* [ASSIGNMENT]:
Search the lines of the records for the word "LINKED", and copy every line that has it.

___ RECORDS TO PROCESS ___

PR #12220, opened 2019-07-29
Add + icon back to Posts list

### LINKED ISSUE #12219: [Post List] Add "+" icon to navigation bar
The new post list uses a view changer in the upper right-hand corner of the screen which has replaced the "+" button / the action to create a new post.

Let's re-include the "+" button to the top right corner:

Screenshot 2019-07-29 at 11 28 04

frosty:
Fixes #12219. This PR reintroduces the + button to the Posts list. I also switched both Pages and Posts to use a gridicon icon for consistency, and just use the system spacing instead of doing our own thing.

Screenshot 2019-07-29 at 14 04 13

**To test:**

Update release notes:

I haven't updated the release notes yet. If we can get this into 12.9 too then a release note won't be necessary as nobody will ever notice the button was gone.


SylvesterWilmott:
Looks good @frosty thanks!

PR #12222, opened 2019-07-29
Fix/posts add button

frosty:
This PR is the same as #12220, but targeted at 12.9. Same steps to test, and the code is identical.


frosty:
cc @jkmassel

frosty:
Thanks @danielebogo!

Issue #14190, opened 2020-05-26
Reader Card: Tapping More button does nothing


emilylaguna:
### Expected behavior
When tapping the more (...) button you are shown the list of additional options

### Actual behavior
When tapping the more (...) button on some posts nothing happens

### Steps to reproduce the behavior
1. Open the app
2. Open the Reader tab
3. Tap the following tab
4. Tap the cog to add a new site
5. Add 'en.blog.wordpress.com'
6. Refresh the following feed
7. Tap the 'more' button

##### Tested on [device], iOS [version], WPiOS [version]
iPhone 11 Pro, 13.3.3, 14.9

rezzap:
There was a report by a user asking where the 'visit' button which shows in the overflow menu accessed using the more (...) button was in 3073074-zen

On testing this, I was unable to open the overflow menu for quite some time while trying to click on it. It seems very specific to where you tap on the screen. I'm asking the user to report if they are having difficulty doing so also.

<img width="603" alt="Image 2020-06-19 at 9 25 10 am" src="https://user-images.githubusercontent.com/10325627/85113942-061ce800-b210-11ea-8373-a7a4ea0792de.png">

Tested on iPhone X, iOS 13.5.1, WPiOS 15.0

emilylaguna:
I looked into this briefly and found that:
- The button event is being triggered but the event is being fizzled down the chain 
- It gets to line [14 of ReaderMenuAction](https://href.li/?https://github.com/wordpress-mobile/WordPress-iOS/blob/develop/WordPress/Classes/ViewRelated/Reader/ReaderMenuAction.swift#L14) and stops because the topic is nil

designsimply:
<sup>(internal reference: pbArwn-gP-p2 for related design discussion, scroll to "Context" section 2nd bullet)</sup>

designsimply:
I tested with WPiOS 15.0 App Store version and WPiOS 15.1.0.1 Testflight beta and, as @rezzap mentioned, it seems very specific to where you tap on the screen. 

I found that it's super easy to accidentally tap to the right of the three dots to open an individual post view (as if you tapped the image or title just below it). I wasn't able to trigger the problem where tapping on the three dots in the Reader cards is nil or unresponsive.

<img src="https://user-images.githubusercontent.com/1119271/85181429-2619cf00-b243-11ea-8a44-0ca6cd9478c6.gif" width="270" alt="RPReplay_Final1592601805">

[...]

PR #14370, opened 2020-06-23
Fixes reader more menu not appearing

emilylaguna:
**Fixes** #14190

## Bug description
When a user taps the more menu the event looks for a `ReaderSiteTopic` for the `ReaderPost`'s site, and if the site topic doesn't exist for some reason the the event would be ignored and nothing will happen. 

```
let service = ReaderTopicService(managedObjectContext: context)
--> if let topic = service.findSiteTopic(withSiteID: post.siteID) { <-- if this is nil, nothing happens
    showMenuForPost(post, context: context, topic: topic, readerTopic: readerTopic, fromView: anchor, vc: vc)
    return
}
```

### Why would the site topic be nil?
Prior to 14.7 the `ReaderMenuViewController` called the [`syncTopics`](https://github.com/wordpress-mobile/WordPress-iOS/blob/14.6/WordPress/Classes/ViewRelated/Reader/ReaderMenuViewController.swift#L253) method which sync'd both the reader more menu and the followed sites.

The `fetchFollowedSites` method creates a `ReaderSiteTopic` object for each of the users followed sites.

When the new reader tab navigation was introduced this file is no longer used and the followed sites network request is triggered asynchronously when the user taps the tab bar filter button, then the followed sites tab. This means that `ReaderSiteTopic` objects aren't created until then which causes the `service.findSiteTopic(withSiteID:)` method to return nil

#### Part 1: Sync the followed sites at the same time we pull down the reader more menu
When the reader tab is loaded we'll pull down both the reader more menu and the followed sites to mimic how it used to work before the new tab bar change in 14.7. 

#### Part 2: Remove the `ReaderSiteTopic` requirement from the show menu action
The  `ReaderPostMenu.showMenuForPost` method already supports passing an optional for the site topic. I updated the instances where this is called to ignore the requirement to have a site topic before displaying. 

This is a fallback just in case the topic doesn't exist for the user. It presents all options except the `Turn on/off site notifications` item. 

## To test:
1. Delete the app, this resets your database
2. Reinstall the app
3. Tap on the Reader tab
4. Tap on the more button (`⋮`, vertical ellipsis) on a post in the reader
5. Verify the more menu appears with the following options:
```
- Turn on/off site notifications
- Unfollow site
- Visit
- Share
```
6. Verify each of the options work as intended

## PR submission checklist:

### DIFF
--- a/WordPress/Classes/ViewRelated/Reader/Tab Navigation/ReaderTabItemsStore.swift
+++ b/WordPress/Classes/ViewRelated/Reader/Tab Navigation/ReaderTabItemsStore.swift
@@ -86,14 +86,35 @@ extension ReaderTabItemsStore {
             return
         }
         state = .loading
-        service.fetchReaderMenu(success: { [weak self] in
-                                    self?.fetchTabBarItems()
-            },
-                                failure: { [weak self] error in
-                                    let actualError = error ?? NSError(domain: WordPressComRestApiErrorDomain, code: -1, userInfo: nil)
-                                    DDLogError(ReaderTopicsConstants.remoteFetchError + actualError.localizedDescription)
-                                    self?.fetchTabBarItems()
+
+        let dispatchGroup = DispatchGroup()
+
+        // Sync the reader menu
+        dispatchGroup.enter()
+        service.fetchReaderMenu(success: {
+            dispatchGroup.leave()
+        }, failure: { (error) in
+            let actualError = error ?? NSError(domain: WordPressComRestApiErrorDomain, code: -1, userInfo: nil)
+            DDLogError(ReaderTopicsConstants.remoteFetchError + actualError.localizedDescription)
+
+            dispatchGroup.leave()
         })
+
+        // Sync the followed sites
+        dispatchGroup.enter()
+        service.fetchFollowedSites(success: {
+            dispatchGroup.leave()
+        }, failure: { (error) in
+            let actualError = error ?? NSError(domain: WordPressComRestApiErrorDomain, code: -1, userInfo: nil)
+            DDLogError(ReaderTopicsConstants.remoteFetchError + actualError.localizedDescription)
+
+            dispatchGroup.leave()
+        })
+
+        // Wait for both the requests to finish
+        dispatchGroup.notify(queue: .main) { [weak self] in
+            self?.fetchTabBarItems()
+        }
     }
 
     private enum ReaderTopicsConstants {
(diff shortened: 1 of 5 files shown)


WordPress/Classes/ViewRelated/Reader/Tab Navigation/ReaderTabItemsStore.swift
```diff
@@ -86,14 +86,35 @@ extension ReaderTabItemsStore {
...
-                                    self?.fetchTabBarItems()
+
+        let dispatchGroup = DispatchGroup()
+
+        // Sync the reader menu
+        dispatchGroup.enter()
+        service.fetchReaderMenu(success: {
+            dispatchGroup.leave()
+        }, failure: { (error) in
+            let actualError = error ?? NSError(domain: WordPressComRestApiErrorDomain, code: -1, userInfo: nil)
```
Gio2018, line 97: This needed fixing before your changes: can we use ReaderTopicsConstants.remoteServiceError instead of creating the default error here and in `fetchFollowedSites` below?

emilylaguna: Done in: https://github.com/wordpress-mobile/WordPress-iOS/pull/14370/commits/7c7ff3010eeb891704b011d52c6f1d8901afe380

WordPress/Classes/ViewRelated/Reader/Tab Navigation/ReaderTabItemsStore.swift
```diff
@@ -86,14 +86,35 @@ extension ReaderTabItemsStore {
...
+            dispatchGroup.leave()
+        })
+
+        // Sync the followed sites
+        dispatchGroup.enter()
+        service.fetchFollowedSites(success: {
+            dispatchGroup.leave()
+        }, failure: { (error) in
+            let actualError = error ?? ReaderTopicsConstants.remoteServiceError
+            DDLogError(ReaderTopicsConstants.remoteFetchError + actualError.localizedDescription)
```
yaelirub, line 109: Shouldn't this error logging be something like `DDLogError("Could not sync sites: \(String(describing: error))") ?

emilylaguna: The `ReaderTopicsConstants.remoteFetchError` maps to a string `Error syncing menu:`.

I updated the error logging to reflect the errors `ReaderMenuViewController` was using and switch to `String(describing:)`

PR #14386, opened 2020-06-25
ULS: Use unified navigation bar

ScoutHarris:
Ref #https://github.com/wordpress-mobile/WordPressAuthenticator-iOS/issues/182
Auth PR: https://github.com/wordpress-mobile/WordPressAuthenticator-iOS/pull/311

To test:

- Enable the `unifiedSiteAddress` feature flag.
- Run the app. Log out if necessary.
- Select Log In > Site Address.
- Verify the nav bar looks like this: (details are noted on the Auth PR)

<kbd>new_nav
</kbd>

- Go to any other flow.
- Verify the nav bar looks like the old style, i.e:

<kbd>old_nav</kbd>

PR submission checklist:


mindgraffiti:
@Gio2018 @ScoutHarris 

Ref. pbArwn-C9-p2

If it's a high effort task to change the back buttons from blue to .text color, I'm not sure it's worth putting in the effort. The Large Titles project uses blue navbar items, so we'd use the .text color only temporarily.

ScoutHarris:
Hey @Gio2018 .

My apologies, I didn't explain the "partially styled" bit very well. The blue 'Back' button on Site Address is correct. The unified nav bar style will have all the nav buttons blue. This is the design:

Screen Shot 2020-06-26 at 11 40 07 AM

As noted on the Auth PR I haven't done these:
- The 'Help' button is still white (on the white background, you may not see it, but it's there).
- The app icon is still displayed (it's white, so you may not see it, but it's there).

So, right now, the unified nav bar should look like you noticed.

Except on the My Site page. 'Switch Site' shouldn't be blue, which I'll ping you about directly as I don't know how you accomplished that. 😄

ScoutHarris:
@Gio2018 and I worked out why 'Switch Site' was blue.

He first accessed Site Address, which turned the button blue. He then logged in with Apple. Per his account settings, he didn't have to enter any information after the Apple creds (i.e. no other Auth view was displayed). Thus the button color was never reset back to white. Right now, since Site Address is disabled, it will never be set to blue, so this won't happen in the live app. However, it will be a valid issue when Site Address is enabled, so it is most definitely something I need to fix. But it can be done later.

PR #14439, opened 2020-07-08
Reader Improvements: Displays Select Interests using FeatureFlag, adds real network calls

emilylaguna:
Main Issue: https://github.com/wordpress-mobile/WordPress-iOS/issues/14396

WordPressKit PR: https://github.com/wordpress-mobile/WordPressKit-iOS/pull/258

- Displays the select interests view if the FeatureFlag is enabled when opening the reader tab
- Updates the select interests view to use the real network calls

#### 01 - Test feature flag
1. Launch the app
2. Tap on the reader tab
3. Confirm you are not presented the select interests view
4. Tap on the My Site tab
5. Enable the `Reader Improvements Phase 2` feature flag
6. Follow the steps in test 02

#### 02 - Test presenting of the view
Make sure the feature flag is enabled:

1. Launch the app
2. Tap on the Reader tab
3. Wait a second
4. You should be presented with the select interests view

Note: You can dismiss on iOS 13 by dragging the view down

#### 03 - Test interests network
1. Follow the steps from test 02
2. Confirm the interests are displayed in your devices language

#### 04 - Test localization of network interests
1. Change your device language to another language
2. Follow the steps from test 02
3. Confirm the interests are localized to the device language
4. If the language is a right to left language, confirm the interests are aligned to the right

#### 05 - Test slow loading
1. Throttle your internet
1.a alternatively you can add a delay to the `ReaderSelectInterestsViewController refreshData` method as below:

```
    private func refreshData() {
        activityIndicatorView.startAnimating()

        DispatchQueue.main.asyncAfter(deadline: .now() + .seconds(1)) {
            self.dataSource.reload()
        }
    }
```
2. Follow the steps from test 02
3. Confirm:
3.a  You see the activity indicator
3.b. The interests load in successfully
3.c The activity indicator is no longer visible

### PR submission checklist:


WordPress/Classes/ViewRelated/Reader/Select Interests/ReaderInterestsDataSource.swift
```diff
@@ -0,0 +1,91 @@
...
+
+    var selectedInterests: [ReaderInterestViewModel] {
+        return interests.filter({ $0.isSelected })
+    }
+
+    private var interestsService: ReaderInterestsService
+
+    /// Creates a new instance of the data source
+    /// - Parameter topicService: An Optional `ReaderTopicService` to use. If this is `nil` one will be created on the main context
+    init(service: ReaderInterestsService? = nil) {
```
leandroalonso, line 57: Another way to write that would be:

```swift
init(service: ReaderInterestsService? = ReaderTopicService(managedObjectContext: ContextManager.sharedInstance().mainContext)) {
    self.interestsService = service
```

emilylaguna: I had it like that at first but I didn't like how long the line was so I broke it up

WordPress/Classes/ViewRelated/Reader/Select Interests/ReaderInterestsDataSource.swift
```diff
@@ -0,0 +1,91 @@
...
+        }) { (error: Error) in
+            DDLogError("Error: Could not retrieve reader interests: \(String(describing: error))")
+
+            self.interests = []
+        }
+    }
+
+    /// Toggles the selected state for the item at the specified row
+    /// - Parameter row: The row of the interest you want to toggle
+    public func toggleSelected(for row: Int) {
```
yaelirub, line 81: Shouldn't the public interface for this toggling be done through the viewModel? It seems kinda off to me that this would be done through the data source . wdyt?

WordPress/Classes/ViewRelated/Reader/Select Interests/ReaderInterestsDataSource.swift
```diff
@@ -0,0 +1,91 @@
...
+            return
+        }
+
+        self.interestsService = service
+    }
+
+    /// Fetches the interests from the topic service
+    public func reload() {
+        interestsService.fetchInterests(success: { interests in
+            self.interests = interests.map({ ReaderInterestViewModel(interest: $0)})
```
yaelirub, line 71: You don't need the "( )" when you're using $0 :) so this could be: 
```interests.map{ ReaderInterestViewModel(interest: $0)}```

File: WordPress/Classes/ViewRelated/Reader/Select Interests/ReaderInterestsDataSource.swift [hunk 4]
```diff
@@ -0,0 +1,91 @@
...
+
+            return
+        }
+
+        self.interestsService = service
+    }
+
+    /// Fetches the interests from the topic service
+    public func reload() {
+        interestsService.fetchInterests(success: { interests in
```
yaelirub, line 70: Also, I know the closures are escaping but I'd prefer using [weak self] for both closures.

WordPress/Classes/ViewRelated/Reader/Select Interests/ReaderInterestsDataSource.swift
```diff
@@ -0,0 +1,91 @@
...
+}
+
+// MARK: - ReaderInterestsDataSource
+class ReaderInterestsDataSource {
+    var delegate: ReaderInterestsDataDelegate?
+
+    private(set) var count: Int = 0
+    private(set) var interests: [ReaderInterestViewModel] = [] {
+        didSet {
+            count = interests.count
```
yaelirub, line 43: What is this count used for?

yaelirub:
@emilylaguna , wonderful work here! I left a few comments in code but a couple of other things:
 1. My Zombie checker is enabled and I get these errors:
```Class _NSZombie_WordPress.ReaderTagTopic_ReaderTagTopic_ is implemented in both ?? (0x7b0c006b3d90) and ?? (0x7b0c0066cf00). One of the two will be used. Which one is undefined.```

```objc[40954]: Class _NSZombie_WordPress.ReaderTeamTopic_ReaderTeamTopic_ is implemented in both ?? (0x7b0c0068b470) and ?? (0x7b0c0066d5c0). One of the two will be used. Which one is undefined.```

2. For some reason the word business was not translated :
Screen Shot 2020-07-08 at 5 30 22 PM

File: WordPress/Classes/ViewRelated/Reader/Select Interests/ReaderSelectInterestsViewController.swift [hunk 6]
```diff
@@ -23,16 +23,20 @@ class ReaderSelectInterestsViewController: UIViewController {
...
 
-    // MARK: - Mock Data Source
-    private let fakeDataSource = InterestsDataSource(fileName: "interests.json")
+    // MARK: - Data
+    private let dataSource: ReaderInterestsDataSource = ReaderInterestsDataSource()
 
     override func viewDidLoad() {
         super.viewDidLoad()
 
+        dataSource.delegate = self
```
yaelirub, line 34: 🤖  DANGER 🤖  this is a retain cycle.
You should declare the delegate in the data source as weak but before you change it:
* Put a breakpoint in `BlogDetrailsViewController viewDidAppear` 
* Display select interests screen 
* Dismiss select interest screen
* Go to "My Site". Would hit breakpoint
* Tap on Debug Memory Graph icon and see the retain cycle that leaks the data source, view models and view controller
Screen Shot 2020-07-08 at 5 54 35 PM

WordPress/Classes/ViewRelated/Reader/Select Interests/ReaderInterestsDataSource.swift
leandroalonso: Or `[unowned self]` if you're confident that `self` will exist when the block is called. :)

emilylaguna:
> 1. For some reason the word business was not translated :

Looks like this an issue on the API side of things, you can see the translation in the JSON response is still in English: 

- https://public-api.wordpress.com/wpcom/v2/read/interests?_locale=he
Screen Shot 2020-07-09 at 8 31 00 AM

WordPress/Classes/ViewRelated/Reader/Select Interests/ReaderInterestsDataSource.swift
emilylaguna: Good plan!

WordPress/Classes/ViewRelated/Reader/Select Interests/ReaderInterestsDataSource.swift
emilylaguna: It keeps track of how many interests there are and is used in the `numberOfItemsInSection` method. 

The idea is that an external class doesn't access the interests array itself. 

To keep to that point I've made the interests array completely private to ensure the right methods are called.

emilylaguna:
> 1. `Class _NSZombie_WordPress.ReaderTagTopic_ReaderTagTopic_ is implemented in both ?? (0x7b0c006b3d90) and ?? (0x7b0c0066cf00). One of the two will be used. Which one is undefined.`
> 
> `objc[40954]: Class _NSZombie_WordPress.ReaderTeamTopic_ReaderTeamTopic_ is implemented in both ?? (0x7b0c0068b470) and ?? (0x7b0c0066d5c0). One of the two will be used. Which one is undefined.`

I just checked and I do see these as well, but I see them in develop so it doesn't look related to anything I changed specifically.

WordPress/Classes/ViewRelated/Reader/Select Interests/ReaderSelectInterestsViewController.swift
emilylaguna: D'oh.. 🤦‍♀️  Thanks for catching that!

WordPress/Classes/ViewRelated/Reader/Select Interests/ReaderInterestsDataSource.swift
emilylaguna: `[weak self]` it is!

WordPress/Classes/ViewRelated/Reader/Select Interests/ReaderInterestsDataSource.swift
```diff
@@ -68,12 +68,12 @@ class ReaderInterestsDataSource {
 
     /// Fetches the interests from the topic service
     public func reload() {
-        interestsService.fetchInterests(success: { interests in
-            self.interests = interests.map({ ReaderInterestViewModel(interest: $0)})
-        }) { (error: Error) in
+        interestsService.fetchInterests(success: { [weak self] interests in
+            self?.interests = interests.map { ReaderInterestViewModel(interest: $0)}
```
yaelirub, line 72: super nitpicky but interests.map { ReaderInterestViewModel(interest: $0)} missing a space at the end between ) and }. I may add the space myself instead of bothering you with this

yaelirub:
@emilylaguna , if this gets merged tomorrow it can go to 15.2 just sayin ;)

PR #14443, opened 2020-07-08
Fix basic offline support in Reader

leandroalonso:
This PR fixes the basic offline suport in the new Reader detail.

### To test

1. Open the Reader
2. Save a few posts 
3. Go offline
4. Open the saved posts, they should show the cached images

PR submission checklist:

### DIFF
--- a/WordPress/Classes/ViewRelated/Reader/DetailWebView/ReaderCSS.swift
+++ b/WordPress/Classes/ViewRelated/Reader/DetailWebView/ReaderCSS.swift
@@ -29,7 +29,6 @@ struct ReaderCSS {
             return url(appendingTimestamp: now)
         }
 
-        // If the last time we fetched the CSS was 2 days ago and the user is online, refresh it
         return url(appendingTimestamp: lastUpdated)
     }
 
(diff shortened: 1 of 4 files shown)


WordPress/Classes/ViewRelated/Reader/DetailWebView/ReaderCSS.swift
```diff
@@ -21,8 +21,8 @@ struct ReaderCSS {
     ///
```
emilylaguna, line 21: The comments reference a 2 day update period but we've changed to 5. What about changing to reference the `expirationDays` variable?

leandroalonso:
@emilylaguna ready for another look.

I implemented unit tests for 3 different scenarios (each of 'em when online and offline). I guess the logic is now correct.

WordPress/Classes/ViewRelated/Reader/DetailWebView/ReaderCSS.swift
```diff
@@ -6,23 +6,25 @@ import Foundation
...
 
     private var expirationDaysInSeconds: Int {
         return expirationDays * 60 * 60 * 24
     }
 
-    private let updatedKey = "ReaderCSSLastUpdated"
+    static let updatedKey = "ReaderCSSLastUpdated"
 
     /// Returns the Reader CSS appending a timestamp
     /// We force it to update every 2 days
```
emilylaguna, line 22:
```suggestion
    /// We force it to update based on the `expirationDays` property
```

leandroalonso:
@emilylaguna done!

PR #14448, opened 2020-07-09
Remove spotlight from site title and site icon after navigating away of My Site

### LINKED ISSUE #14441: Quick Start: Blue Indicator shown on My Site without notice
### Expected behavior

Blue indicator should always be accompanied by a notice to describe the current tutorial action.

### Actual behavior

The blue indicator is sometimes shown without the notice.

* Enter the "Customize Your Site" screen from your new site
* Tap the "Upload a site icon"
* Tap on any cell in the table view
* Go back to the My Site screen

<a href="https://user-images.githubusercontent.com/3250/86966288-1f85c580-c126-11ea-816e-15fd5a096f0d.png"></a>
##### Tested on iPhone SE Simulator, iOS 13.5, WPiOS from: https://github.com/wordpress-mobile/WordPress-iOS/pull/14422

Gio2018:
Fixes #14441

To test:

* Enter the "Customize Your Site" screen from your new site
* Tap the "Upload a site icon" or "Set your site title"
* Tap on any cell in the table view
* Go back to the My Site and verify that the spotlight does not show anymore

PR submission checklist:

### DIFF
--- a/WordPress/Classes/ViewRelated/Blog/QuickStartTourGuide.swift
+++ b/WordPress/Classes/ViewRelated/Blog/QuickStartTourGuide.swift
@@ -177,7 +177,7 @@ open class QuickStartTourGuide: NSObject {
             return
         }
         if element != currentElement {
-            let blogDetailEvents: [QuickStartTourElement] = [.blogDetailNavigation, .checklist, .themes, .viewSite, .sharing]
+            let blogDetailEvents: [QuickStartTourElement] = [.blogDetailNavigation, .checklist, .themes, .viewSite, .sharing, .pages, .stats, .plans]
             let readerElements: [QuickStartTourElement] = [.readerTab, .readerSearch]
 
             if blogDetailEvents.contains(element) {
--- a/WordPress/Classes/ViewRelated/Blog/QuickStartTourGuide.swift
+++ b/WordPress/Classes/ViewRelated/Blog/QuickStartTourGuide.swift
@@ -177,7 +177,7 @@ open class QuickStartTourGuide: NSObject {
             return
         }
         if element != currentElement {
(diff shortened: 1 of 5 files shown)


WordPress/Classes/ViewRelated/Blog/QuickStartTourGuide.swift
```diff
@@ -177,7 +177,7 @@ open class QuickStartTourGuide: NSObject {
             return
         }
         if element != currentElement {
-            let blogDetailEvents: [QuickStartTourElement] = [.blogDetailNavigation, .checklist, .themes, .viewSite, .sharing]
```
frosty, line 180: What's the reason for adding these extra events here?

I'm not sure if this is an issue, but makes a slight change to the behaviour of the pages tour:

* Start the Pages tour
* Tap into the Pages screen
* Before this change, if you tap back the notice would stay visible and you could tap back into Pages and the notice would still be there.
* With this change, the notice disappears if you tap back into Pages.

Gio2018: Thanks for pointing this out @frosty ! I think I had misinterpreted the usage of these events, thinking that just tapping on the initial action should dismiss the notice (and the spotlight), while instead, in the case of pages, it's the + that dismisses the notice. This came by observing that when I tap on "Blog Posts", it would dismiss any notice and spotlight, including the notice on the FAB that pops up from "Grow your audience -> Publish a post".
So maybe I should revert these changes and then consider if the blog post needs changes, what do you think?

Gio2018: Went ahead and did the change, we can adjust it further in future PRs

___

* [TASK RESULT]:
### LINKED ISSUE #12219: [Post List] Add "+" icon to navigation bar
### LINKED ISSUE #14441: Quick Start: Blue Indicator shown on My Site without notice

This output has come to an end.